Stored items:
PR #148, opened 2025-02-28
SHARD-1876: Archiver Hardening V2+V3

S0naliThakur:
Linear: https://linear.app/shm/issue/SHARD-1876
Summary: Archiver hardening v2+v3

### DIFF
--- a/src/Config.ts
+++ b/src/Config.ts
@@ -22,6 +22,7 @@ export interface Config {
     originalTxDataDB: string
     processedTxDB: string
     txDigestDB: string
+    checkpointStatusDB: string
   }
   DATASENDER_TIMEOUT: number
   RATE_LIMIT: number // number of allowed request per second,
@@ -148,6 +149,7 @@ let config: Config = {
     originalTxDataDB: 'originalTxsData.sqlite3',
     processedTxDB: 'processedTransactions.sqlite3',
     txDigestDB: 'txDigest.sqlite3',
+    checkpointStatusDB: 'checkpointStatus.sqlite3',
   },
   DATASENDER_TIMEOUT: 1000 * 60 * 5,
   RATE_LIMIT: 100, // 100 req per second,
--- a/src/Config.ts
+++ b/src/Config.ts
@@ -193,13 +193,13 @@ let config: Config = {
   },
   checkpoint: {
     bucketConfig: {
-      BucketMatureAge: 3 * 60, // 11 minutes
+      BucketMatureAge: 11 * 60, // 11 minutes
       cycleAge: 60, // 60 seconds
-      GiveUpAge: 6 * 60, // 20 minutes
+      GiveUpAge: 20 * 60, // 20 minutes
       lastFailedBucketDuration: 5 * 60 * 1000, // 5 minutes
       RadixDepth: 2, // 2 nibbles (1 hex char)
-      allowCheckpointUpdates: true,
-      allowCheckpointStorage: true
+      allowCheckpointUpdates: false,
+      allowCheckpointStorage: false
     },
     updateInterval: 60 * 1000, // 1 minute in milliseconds  in milliseconds
     syncInterval: 10000, // 10 seconds in milliseconds
--- a/src/Config.ts
+++ b/src/Config.ts
@@ -36,16 +36,21 @@ export interface Config {
   }
   ARCHIVER_MODE: string
   DevPublicKey: string
-  checkpointBucketConfig: {
-    BucketMatureAge: number //  start sharing hashes after this age is reached.
-    cycleAge: number // In second
-    GiveUpAge: number // eventual give up age.  write bucket to disk in this case and raise warnings/alerts
-    lastFailedBucketDuration: number // in milliseconds, used for alerting
-    RadixDepth: number // 16 way trie depth in nibbles (one hex char)
-    allowCheckpointUpdates: boolean
-    allowCheckpointStorage: boolean
+  checkpoint: {
+    bucketConfig: {
+      BucketMatureAge: number
+      cycleAge: number
+      GiveUpAge: number
+      lastFailedBucketDuration: number
+      RadixDepth: number
+      allowCheckpointUpdates: boolean
+      allowCheckpointStorage: boolean
+    }
+    updateInterval: number
+    syncInterval: number
+    maxCyclesToSync: number
+    syncOnStartup: boolean
   }
-  checkpointUpdateInterval: number // 1 minute in milliseconds
   dataLogWrite: boolean
   dataLogWriter: {
     dirName: string
@@ -124,12 +129,6 @@ export interface Config {
   }
   maxRecordsPerRequest: number // this is the equiavlent of the accountBucketSize config variable used by the validators to fetch records from the archiver
   multisigKeysSyncFromNetworkInternal: number // in seconds
-  checkpointV2: {
-    enabled: boolean
-    syncInterval: number
-    maxCyclesToSync: number
-    syncOnStartup: boolean
-  }
   minCycleConfirmationsToSave: number // this is the minimum numbers of nodes that we need to a see a cycle from to save it
 }
 
@@ -192,18 +191,17 @@ let config: Config = {
     MAX_CYCLES_PER_REQUEST: 100,
     MAX_BETWEEN_CYCLES_PER_REQUEST: 100,
   },
-  checkpointBucketConfig: {
-    BucketMatureAge: 11 * 60, // 11 minutes
-    cycleAge: 60, // 60 seconds
-    GiveUpAge: 20 * 60, // 20 minutes
-    lastFailedBucketDuration: 5 * 60 * 1000, // 5 minutes
-    RadixDepth: 2, // 2 nibbles (1 hex char)
-    allowCheckpointUpdates: false,
-    allowCheckpointStorage: false
-  },
-  checkpointUpdateInterval: 60 * 1000, // 1 minute in milliseconds  in milliseconds
-  checkpointV2: {
-    enabled: false, // Enable V2 checkpoint system
+  checkpoint: {
+    bucketConfig: {
+      BucketMatureAge: 3 * 60, // 11 minutes
+      cycleAge: 60, // 60 seconds
+      GiveUpAge: 6 * 60, // 20 minutes
+      lastFailedBucketDuration: 5 * 60 * 1000, // 5 minutes
+      RadixDepth: 2, // 2 nibbles (1 hex char)
+      allowCheckpointUpdates: true,
+      allowCheckpointStorage: true
+    },
+    updateInterval: 60 * 1000, // 1 minute in milliseconds  in milliseconds
     syncInterval: 10000, // 10 seconds in milliseconds
     maxCyclesToSync: 100, // Maximum number of cycles to sync in one go
     syncOnStartup: false, // Sync missing checkpoints on startup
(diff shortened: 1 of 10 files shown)


src/Data/Cycles.ts
```diff
@@ -424,8 +424,17 @@ export async function getNewestCycleFromArchivers(): Promise<P2PTypes.CycleCreat
   ): Promise<P2PTypes.CycleCreatorTypes.CycleData[]> => {
     const response = (await postJson(
       `http://${node.ip}:${node.port}/cycleinfo`,
-      data
+      Crypto.sign(data)
```
aniketdivekar, line 427: this is not needed.. already happening on [here](https://github.com/shardeum/archiver/pull/148/files#diff-84e4961e1638afd7078fdc5457fda20627ba9707034ac5c473e60916bffd34baR420)

src/Data/Data.ts
```diff
@@ -2407,3 +2407,51 @@ async function downloadOldCycles(
     endCycle = startCycle - 1
   }
 }
+
+/**
+ * Syncs cycle data for a specific cycle
+ * @param cycle The cycle number to sync
+ * @returns True if successful, false otherwise
+ */
+export async function syncCycleData(cycle: number): Promise<boolean> {
```
aniketdivekar, line 2432: why do we need a new method? we should have existing method to sync cycles (maybe between range of something)

src/Config.ts
```diff
@@ -123,6 +123,12 @@ export interface Config {
   }
   maxRecordsPerRequest: number // this is the equiavlent of the accountBucketSize config variable used by the validators to fetch records from the archiver
   multisigKeysSyncFromNetworkInternal: number // in seconds
+  checkpointV2: {
```
aniketdivekar: not sure why are we calling v2?.. its only one solution to the problem being implemented in multiple phases. let's not introduce confusion with calling this v2.

src/Config.ts
```diff
@@ -123,6 +123,12 @@ export interface Config {
...
+    enabled: boolean
```
aniketdivekar: Also, we don't need separate flag here... checkpoint as a whole is enabled or disabled.

src/checkpoint/CheckpointV2.ts
```diff
@@ -0,0 +1,283 @@
...
+        let radixesWithMajority = 0
+
+        for (const [radix, entry] of bucket.peerRadixDigests.entries()) {
+            let maxVotes = 0
+            let totalVotes = 0
+
+            // Find the hash with the most votes
+            for (const [hash, votes] of entry.hashTally.entries()) {
+                totalVotes += votes
+                if (votes > maxVotes) {
```
aniketdivekar: should this be ? If not, then `totalVotes` is not needed as its not used anywhere else 
```suggestion
                if (totalVotes > maxVotes) {
```

src/checkpoint/CheckpointV2.ts
```diff
@@ -0,0 +1,283 @@
...
+        }
+
+        // Calculate the percentage of archivers that agree with us
+        // This is a rough estimate based on the number of radixes with majority consensus
+        const consensusPercentage = bucket.radixEntries.size > 0
+            ? radixesWithMajority / bucket.radixEntries.size
+            : 0
+
+        // Estimate the number of archivers that agree with us
+        matchedArchivers = Math.floor(consensusPercentage * totalArchivers)
```
aniketdivekar: can this be simply `radixesWithMajority` ? I am just worried if this calculation can give us 2 but it was actually 3 because of some magic value of `consensusPercentage`

src/checkpoint/CheckpointV2.ts
```diff
@@ -0,0 +1,283 @@
...
+        const status = matchedArchivers >= requiredMajority
+            ? CheckpointSyncStatus.COMPLETED
+            : CheckpointSyncStatus.FAILED
+
+        // Record the checkpoint status
+        const checkpointStatus: CheckpointStatus = {
+            cycle,
+            type: mapCheckpointTypeToStatusType(checkpointType),
+            status,
+            timestamp: Date.now(),
```
aniketdivekar: we can call this column as `created_at`

src/checkpoint/CheckpointV2.ts
```diff
@@ -0,0 +1,305 @@
...
+
+            // Check if we need to sync original tx data
+            const originalTxStatus = await getCheckpointStatus(cycle, CheckpointStatusType.ORIGINAL_TX)
+            if (!originalTxStatus || originalTxStatus.status === CheckpointSyncStatus.PENDING || originalTxStatus.status === CheckpointSyncStatus.FAILED) {
+                await updateCheckpointStatus(cycle, CheckpointStatusType.ORIGINAL_TX, CheckpointSyncStatus.SYNCING)
+
+                try {
+                    // Sync original tx data
+                    Logger.mainLogger.info(`Syncing original tx data for cycle ${cycle}`)
+                    await Data.syncOriginalTxsByCycle(cycle, cycle)
```
aniketdivekar: how are we choosing the archiver to fetch this data from? if we are choosing archiver which doesn't have correct data, then how does it impact this syncing?

src/checkpoint/CheckpointV2.ts
```diff
@@ -0,0 +1,305 @@
...
+
+                    // Mark as completed
+                    await updateCheckpointStatus(cycle, CheckpointStatusType.ORIGINAL_TX, CheckpointSyncStatus.COMPLETED)
```
aniketdivekar: this shouldn't be marked completed here I think. This should be marked completed where we know our hash has majority ... what if `await Data.syncOriginalTxsByCycle(cycle, cycle)` still doesn't sycn everything correctly as we may be choosing a random archiver to sync from? 

(This is applicable to cycles, receipts also)

src/checkpoint/CheckpointV2.ts
```diff
@@ -0,0 +1,305 @@
...
+            }
+
+            // Otherwise, continue with the sync
+            await syncMissingCheckpoints()
+        } catch (error) {
+            Logger.mainLogger.error('Error in scheduled checkpoint sync:', error)
+        }
+
+        // Schedule the next sync if still active
+        if (syncActive) {
```
aniketdivekar: let's say we caught up with the network and have latest cycle with correct data.. what if something goes wrong in between... if we stop triggering `syncCheckpoints` in a running archiver, we'll never be able to recover w/o a restart right?

src/checkpoint/CheckpointV2.ts
```diff
@@ -0,0 +1,305 @@
...
+import { cycleCheckpointManager } from './CycleData'
+import { receiptCheckpointManager } from './ReceiptData'
+import { originalTxCheckpointManager } from './OriginalTxsData'
+
+/**
+ * Converts CheckpointType to CheckpointStatusType
+ * @param checkpointType The CheckpointType to convert
+ * @returns The corresponding CheckpointStatusType
+ */
+function mapCheckpointTypeToStatusType(checkpointType: CheckpointType): CheckpointStatusType {
```
aniketdivekar: this can be a map constant... we don't need a method for this

src/checkpoint/CheckpointV2.ts
```diff
@@ -0,0 +1,305 @@
...
+        for (const [id, bucket] of this.checkpointBuckets.entries()) {
+            if (currentTime > bucket.GiveUpAge) {
+                // Record the checkpoint status before removing
+                await recordCheckpointStatus(bucket, this.checkpointType)
+                toRemove.push(id)
+            }
+        }
+
+        // Call the original update method
+        await originalUpdate.call(this)
```
aniketdivekar: let's call this `originalCycleUpdate`? similar to `originalReceiptUpdate`/`originalOriginalTxUpdate`

src/dbstore/checkpointStatus.ts
```diff
@@ -0,0 +1,344 @@
...
+}
+
+/**
+ * Inserts or updates a checkpoint status record
+ * @param status The checkpoint status to insert or update
+ */
+export async function upsertCheckpointStatus(status: CheckpointStatus): Promise<void> {
+  try {
+    const sql = `
+      INSERT OR REPLACE INTO checkpoint_status
```
aniketdivekar, line 42: `INSERT OR REPLACE INTO` has meaning only if there is a unique constraint. If not, in race conditions, you may cause duplicate records.  Hope its taken care of

src/dbstore/checkpointStatus.ts
```diff
@@ -0,0 +1,344 @@
...
+/**
+ * Gets all checkpoint statuses with a specific status
+ * @param status The status to filter by
+ * @returns Array of checkpoint statuses
+ */
+export async function getCheckpointStatusesByStatus(
+  status: CheckpointSyncStatus
+): Promise<CheckpointStatus[]> {
+  try {
+    const sql = `
```
aniketdivekar, line 315: this query should be paginated .. if I have million records in this table then, it will try to return million records... basically will go OOM

src/dbstore/index.ts
```diff
@@ -108,6 +113,16 @@ export const initializeDB = async (config: Config): Promise<void> => {
     processedTxDatabase,
     'CREATE INDEX if not exists `processedTxs_cycle_idx` ON `processedTxs` (`cycle`)'
   )
+
+  // Create checkpoint_status table
+  await runCreate(
+    checkpointStatusDatabase,
+    'CREATE TABLE if not exists `checkpoint_status` (`cycle` NUMBER NOT NULL, `type` TEXT NOT NULL, `status` TEXT NOT NULL, `timestamp` BIGINT NOT NULL, `totalArchivers` NUMBER NOT NULL, `matchedArchivers` NUMBER NOT NULL, `failedRadixes` JSON, `lastSyncAttempt` BIGINT, `syncAttempts` NUMBER DEFAULT 0, PRIMARY KEY (`cycle`, `type`))'
```
aniketdivekar:
```suggestion
    'CREATE TABLE if not exists `checkpoint_status` (`cycle` NUMBER NOT NULL, `type` TEXT NOT NULL, `status` TEXT NOT NULL, `created_at` BIGINT NOT NULL, `totalArchivers` NUMBER NOT NULL, `matchedArchivers` NUMBER NOT NULL, `failedRadixes` JSON, `lastSyncAttempt` BIGINT, `syncAttempts` NUMBER DEFAULT 0, PRIMARY KEY (`cycle`, `type`))'
```

src/server.ts
```diff
@@ -307,15 +326,83 @@ async function syncAndStartServer(): Promise<void> {
...
     if (!cycleResult.success) {
-      throw Error(
-        'The last saved 10 cycles data does not match with the archiver data! Clear the DB and start the server again!'
-      )
-    }
+      // Get the latest cycle from archivers to know how far we need to sync
+      const latestNetworkCycle = await Cycles.getNewestCycleFromArchivers()
+
+      // Find the last valid cycle we have
+      let lastValidCycle = cycleResult.matchedCycle
```
aniketdivekar, line 339: we should extract method for this logic

src/Data/Cycles.ts
S0naliThakur: Without signing here we were getting signature verification errors in a few places

src/Data/Data.ts
S0naliThakur: Those processes only handle the querying part and some comparison. This one also ensures we process the cycles so that we can resume the normal archiver functioning

aniketdivekar (approved):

[AIM OF THE EXERCISE]: If a line comes after the one containing "processedTxDB: string", leave it out; set down every line of the data before it, and that line itself, exactly.

[RESPONSE BOX]:
PR #148, opened 2025-02-28
SHARD-1876: Archiver Hardening V2+V3

S0naliThakur:
Linear: https://linear.app/shm/issue/SHARD-1876
Summary: Archiver hardening v2+v3

### DIFF
--- a/src/Config.ts
+++ b/src/Config.ts
@@ -22,6 +22,7 @@ export interface Config {
     originalTxDataDB: string
     processedTxDB: string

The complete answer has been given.